A graphical multiagent model (GMM) represents a joint distribution over the behavior of a set of agents. One source of knowledge about agents' behavior may come from game-theoretic analysis, as captured by several graphical game representations developed in recent years. GMMs generalize this approach to express arbitrary distributions, based on game descriptions or other sources of knowledge bearing on beliefs about agent behavior. To illustrate the flexibility of GMMs, we exhibit game-derived models that allow probabilistic deviation from equilibrium, as well as models based on heuristic action choice. We investigate three different methods of integrating these models into a single model representing the combined knowledge sources. To evaluate the predictive performance of the combined model, we treat as actual outcome the behavior produced by a reinforcement learning process. We find that combining the two knowledge sources, using any of the methods, provides better predictions than either source alone. Among the combination methods, mixing data outperforms the opinion pool and direct update methods investigated in this empirical trial.

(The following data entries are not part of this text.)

PR #1, opened 2016-09-22
Get SetOfAdminSubjects

millerts:
This is the initial endpoint for the assessment support service.  This service will support the cases when we need to go against the ItemBank schema.

Docker is missing and will be added in a separate pull request.  Going to work with @jeffjohnson9046 that tomorrow.


service/src/main/java/tds/assessment/repositories/AdminSubjectQueryRepository.java
```diff
@@ -0,0 +1,18 @@
...
+ * Queries for admin subject related entities
+ */
+public interface AdminSubjectQueryRepository {
+    /**
+     * Finds a {@link tds.assessment.SetOfAdminSubject} by key
+     *
+     * @param adminSubjectKey the unique key for the admin subject
+     * @return {@link tds.assessment.SetOfAdminSubject} if found otherwise empty
+     */
+    Optional<SetOfAdminSubject> findByKey(String adminSubjectKey);
```
jtreuting, line 17: Does this mean there was consensus on findXXX returns Optional while getXXX returns class directly?

service/src/main/java/tds/assessment/repositories/impl/AdminSubjectQueryRepositoryImpl.java
```diff
@@ -0,0 +1,56 @@
...
+
+        String SQL = "SELECT _key as `key`, \n" +
+            "testid as assessmentId, \n" +
+            "issegmented, \n" +
+            "selectionalgorithm as selectionAlgorithm \n" +
+            "FROM itembank.tblsetofadminsubjects \n" +
+            "WHERE _key = :key";
+
+
+        Optional<SetOfAdminSubject> setOfAdminSubjectOptional = Optional.empty();
```
jtreuting: I'm sure this was coded before the conversation about naming Optional variables.  Sounded like we were leaning towards maybeSetOfAdminSubjects?

service/src/main/java/tds/assessment/web/endpoints/AdminSubjectController.java
```diff
@@ -0,0 +1,46 @@
...
+import tds.assessment.SetOfAdminSubject;
+import tds.assessment.services.AdminSubjectService;
+import tds.assessment.web.resources.SetOfAdminSubjectResource;
+import tds.common.web.exceptions.NotFoundException;
+
+/**
+ * Controller handling admin subject related entities
+ */
+@RestController
+@RequestMapping("/assessments/admin-subject")
```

CUI Networks: A Graphical Representation for Conditional Utility Independence

We introduce CUI networks, a compact graphical representation of utility functions over multiple attributes. CUI networks model multiattribute utility functions using the well-studied and widely applicable utility independence concept. We show how conditional utility independence leads to an effective functional decomposition that can be exhibited graphically, and how local, compact data at the graph nodes can be used to calculate joint utility. We discuss aspects of elicitation, network construction, and optimization, and contrast our new representation with previous graphical preference modeling.

Bidding Strategies for Simultaneous Ascending Auctions

Simultaneous ascending auctions present agents with various strategic problems, depending on preference structure. As long as bids represent non-repudiable offers, submitting non-contingent bids to separate auctions entails an exposure problem: bidding to acquire a bundle risks the possibility of obtaining an undesired subset of the goods. With multiple goods (or units of a homogeneous good) bidders also need to account for their own effects on prices. Auction theory does not provide analytic solutions for optimal bidding strategies in the face of these problems. We present a new family of decision-theoretic bidding strategies that use probabilistic predictions of final prices: self-confirming distribution-prediction strategies. Bidding based on these is provably not optimal in general. But evidence using empirical game-theoretic methods we developed indicates the strategy is quite effective compared to other known methods when preferences exhibit complementarities. When preferences exhibit substitutability, simpler demand-reduction strategies address the own price effect problem more directly and perform better.